"It's a Sicilian message. It means Luca Brasi sleeps with the fishes."

Morton Blackwell, Republican National Committee member from Virginia and a member of ACU's board, said Republicans are being told support for Mr. DeLay is mandatory if they want future support from conservatives.

"Conservative leaders across the country are working now to make sure that any politician who hopes to have conservative support in the future had better be in the forefront as we attack those who attack Tom DeLay," he said."

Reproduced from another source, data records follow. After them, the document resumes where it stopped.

PR #40595, opened 2025-09-04
Bump secret-generic-connector to 1.2.0

dustmop:
### What does this PR do?

Bump secret-generic-connector to 1.2.0.

### DIFF
--- a/omnibus/config/software/secret-generic-connector.rb
+++ b/omnibus/config/software/secret-generic-connector.rb
@@ -16,7 +16,7 @@
 require './lib/ostools.rb'
 
 name "secret-generic-connector"
-default_version "1.1.1"
+default_version "1.2.0"
 
 # Define URLs for each platform
 secret_generic_urls = {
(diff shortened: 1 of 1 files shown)


omnibus/config/software/secret-generic-connector.rb
```diff
@@ -38,16 +38,16 @@
 # Note: These should be updated for each version
 secret_generic_sha256 = {
   "linux" => {
-    "amd64" => "42499fc5bc2da362da00381cf5ea62afb67fd9f43dac1fdb9a84f1d72dce9af4",
-    "arm64" => "62e98bf8f631a1646cdffe8b808148512a6714a5a0c876063f2591cc090602f6"
+    "amd64" => "7127faea379dd6ed5731742eefafb6c7ed660dbd1b127d3dbcd8f41764b23836",
```
aiuto, line 41: FWIW. This separation of URL from SHA is a terrible pattern. We should fix that in a separate PR. Or... not fix it and just not do the same thing as we replace omnibus with Bazel.

aiuto (approved):

PR #40600, opened 2025-09-04
pkg/dyninst/decode: Add recover to Decode()

grantseltzer:
### What does this PR do?

Adds a catch all recover to Decode()

### Motivation

Avoid panics in decoding

### DIFF
--- a/pkg/dyninst/decode/decoder.go
+++ b/pkg/dyninst/decode/decoder.go
@@ -8,14 +8,15 @@
 package decode
 
 import (
-	"bytes"
 	"errors"
 	"fmt"
 	"io"
+	"runtime/debug"
 	"time"
 
 	"github.com/go-json-experiment/json"
 	"github.com/google/uuid"
+	pkgerrors "github.com/pkg/errors"
 
 	"github.com/DataDog/datadog-agent/pkg/dyninst/gotype"
 	"github.com/DataDog/datadog-agent/pkg/dyninst/ir"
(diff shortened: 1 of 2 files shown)


pkg/dyninst/decode/decoder.go
```diff
@@ -126,15 +128,26 @@ func (d *Decoder) Decode(
...
 		return nil, err
 	}
 	err = json.MarshalWrite(out, &d.snapshotMessage)
 	if err != nil {
-		t, ok := out.(*bytes.Buffer)
-		if ok {
+		if t, ok := out.(*bytes.Buffer); ok {
 			err = fmt.Errorf("error marshaling snapshot message: %w %q", err, t.String())
+		} else {
+			err = fmt.Errorf("error marshaling snapshot message: %w", err)
```
ajwerner: Let's get rid of printing out the buffer. I didn't mean to check it in.

ajwerner (approved):

pkg/dyninst/decode/decoder_test.go
```diff
@@ -736,3 +736,132 @@ func (r *noopTypeNameResolver) ResolveTypeName(
 ) (string, error) {
 	return fmt.Sprintf("type%#x", typeID), nil
 }
+
+// TestDecoderPanicRecovery tests that panics during processExpression are properly caught
```
ajwerner: This test is rather involved and not necessarily targeted. How about something that much more clearly intentionally induces a panic.

```
type panicDecoderType struct {
	decoderType
}

var _ decoderType = (*panicDecoderType)(nil)

func (t *panicDecoderType) encodeValueFields(*Decoder, *jsontext.Encoder, []byte) error {
	panic("boom")
}

func TestDecoderPanics(t *testing.T) {
	irProg := generateIrForProbes(t, "simple", "stringArg")
	decoder, err := NewDecoder(irProg, &noopTypeNameResolver{})
	caseIdx := slices.IndexFunc(cases, func(c testCase) bool {
		return c.probeName == "stringArg"
	})
	testCase := &cases[caseIdx]
	input := testCase.eventConstructor(t, irProg)
	var stringType ir.Type
	for _, t := range irProg.Types {
		if t.GetName() == "string" {
			stringType = t
			break
		}
	}
	require.NotNil(t, stringType)
	stringID := stringType.GetID()
	decoder.decoderTypes[stringID] = &panicDecoderType{decoder.decoderTypes[stringID]}
	_, err = decoder.Decode(Event{
		Event:       output.Event(input),
		ServiceName: "foo"},
		&noopSymbolicator{},
		bytes.NewBuffer(nil),
	)
	require.Error(t, err)
	require.Contains(t, err.Error(), "boom")
}
```

PR #40602, opened 2025-09-04
dyninst/symdb: use disk-based uncompression of binaries

andreimatei:
Before this patch, we were uncompressing files in memory for the SymDB upload. Switch to uncompressing them in the disk cache, to save on memory use.


ajwerner (approved):
Thank you!

PR #40606, opened 2025-09-05
dyninst/irgen: include type information for interface implementors

ajwerner:
### What does this PR do?

This PR concludes https://datadoghq.atlassian.net/browse/DEBUG-4043. Along the way it fixes some other rough edges in decoding related to interfaces. There's some details related to how the on-disk indexes are implemented that should be refactored in a follow-up, but it gets the job done and avoids using too much RAM.

See individual commits.


piob-io (approved):
Neat!

PR #40612, opened 2025-09-05
Fixed invalid result json parsing

CelianR:
### What does this PR do?

Fixes this [issue](https://gitlab.ddbuild.io/DataDog/datadog-agent/-/jobs/1113509369#L2439).


tasks/libs/testing/result_json.py
```diff
@@ -15,6 +15,7 @@ class ActionType(Enum):
     SKIP = "skip"  # noqa: F841
     PAUSE = "pause"  # noqa: F841
     CONT = "cont"  # noqa: F841
+    BUILD_OUTPUT = "build-output"  # noqa: F841
```
KevinFairise2, line 18: Do we need `"build-fail"` as well? I can see that one in the link you shared

CelianR: Nice catch!

CelianR: Updated

CelianR: I double checked, we needed only these two

KevinFairise2 (approved):

PR #40616, opened 2025-09-05
[ACIX-468] Remove duplicate rpm/deb unit tests

KevinFairise2:
### What does this PR do?

Running twice the unit test on rpm and deb OSes was judged not useful. Especially because the build is exactly the same for both rpm and deb builds, only the packaging is different.
The only thing that would make a test fail is a tunit est using the underlying OS to assert things, which would be a bad unit tests. Such things that do assertion on the OS on which it runs should be e2e or integration tests

### Motivation

Remove duplicated unit tests and reduce usage of an image we want to deprecate totally


ofek (approved):
🔥

chouetz (approved):
👏🏽

PR #294, opened 2016-06-07
doc(release-checklist): Improve instructions pertaining to previous release

krancour:
This adds documentation pertaining to exporting and usage of the `WORKFLOW_PREV_RELEASE ` environment variable (previously `WORKFLOW_OLD_RELEASE `).


krancour:
I've removed the two LGTMs I had. I was forced to rebase this and that rebase had me re-applying my change atop some inaccurate language. I corrected those inaccuracies, but it means this rebased change is probably now worth a re-review.

mboersma:
@krancour this still makes sense to me.

PR #293, opened 2016-06-07
doc(styles): theme the docs to match deis.com

flynnduism:
This PR updates the Documentation theme (using MK Docs) to follow the style and brand of deis.com.

docs

- [x] fix the sidebar menu states
- [x] clean up old theme JS
- [x] minify assets
- [x] browser test

_Note:_ changes to the makefile compile the .com and the docs sass files into a single `styles.css` - but doing so makes sass a requirement. Perhaps I should omit this and only commit compiled css.

PR #302, opened 2016-06-09
doc(styles): theme the docs to match deis.com

slack:
Replaces https://github.com/deis/workflow/pull/293


arschles:
2 things I've noticed so far:

1. On my 15" Macbook Pro Retina screen, when I scroll all the way to the bottom, the footer overlaps the content. Not sure if that's expected behavior?
2. Header links that go to other locations on `deis.com` seem to have hard-coded `deis.com`. Can they be relative links instead?

slack:
Links need to be hard-coded to deis.com since this will live on rtd _and_ deis.com for a period of time.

This Tom DeLay mess is really getting interesting, isn't it? While I appreciate the "don't fire 'til you see the whites of their eyes" strategy, after some thought I've decided that it's probably a good idea for the Democrats to put pressure on Delay right now. As a matter of fact, I think it will ensure that the wingnuts continue to support him and that he stays in the news and in his post well into the 2006 election cycle. Nothing will make the radicals more vociferously defend their wounded leader than a bunch of Democrats attacking him. And I think that we want the extreme rightwing to be defending Tom DeLay, especially the Randall Terrys and the James Dobsons, as often as possible.

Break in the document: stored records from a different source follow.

PR #305, opened 2016-06-09
chore(rtd): set canonical url for documentation to deis.com

slack:
Must be merged before https://github.com/engineyard/deis.com/pull/158

### DIFF
--- a/mkdocs.yml
+++ b/mkdocs.yml
@@ -3,6 +3,7 @@
 # names
 #
 site_name: Deis Workflow Documentation
+site_url: https://deis.com/docs/workflow
 pages:
   - Home: index.md
   - Quick Start:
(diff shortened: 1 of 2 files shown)


slack:
I'm not 💯  on what rtd will do with this. I'm not sure how to deploy a test branch! So this may need to be reverted.

slack:
Just for a bit more context here. Two goals:
* This change should cause fully qualified links to appear in `sitemap.xml` for all pages in the documentation site. This will be referenced by `deis.com/robots.txt` after merge.
* Additionally, this will add a `meta canonical` tag that points to the corresponding `deis.com/docs/workflow` page location. This helps search engines de-duplicate links which should keep us from avoiding search ranking penalties for what would otherwise appear as duplicate content.

flynnduism:
`LGTM` (I can't seem to add a label for some reason)

Would it also be worth referencing the `sitemap.xml` in the <head> for crawlers to find? i.e.
`<link href="sitemap.xml" rel="feed" type="application/rss+xml" title="Sitemap" />`

slack:
I have a PR which adds the workflow docs sitemap via `deis.com/robots.txt`. I think that should cover us.

slack:
Woop, worked perfectly!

We especially want to see those guys on Fox News. A lot. And here's why. Something happened during the Schiavo circus, I think, and it was something significant. But it wasn't that the nation saw that politicians were all a bunch of craven opportunists. They already knew that. It was that the Republican professional class, the libertarians and some common sense types saw FOX News and talk radio as being full of shit for the first time. I have nothing but a handful of anecdotes to back that up, but I think Schiavo may turn out to be the first big tear in the right wing matrix.

For instance, a conservative doctor of my acquaintance was stunned by the Schiavo matter. This man watches nothing but Fox news and could not believe the anti-intellectual religiosity of their coverage. This is a matter that he knows intimately and he could see clearly that the coverage wasn't "fair and balanced." Indeed, it wasn't true. It's as if a veil fell from his eyes.

My conservative Rush loving neighbor was heard complaining the his hero didn't know what he was talking about on the Schiavo case. That is a first. This guy is a true believer --- who also has a very sick wife.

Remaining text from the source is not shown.